DATA EXTRACT Start Marker

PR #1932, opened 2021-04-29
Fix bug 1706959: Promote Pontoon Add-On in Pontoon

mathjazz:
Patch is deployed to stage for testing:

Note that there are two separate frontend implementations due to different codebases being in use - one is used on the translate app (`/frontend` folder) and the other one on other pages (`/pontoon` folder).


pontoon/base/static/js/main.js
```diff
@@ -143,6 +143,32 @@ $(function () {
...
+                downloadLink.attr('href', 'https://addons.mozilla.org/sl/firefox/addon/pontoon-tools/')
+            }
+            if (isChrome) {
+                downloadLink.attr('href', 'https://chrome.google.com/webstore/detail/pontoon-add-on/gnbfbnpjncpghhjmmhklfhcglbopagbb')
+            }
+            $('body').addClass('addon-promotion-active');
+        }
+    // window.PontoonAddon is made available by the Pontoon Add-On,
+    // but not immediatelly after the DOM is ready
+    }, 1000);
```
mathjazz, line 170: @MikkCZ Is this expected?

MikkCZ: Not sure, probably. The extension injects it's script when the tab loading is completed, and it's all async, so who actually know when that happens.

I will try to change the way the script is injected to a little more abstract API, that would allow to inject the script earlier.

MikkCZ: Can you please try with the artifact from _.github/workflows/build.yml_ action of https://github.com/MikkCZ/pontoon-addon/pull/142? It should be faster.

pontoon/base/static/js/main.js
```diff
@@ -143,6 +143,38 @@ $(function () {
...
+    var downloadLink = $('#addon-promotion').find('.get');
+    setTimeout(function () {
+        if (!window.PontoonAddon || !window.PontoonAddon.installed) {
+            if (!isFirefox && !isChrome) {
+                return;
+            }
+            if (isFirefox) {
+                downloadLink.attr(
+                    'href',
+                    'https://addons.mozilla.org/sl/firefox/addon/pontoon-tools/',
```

DATA EXTRACT End Marker
DATA EXTRACT Start Marker

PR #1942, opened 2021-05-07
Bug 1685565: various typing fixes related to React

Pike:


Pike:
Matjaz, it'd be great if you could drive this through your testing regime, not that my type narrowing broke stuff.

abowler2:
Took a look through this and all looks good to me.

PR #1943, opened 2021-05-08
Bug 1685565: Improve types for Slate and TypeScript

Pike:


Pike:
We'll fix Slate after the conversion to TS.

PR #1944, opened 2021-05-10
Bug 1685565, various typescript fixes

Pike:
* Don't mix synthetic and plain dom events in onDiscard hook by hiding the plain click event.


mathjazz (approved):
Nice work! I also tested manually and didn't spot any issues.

DATA EXTRACT End Marker

### [EXERCISE GOAL]
For this task, write out exactly the lines of the entries above, starting at the line with "plain click event." and ending at the line with "Nice work! I", both included, and no others.

### [RESPONSE FOR THIS EXERCISE]
* Don't mix synthetic and plain dom events in onDiscard hook by hiding the plain click event.


mathjazz (approved):
Nice work! I also tested manually and didn't spot any issues.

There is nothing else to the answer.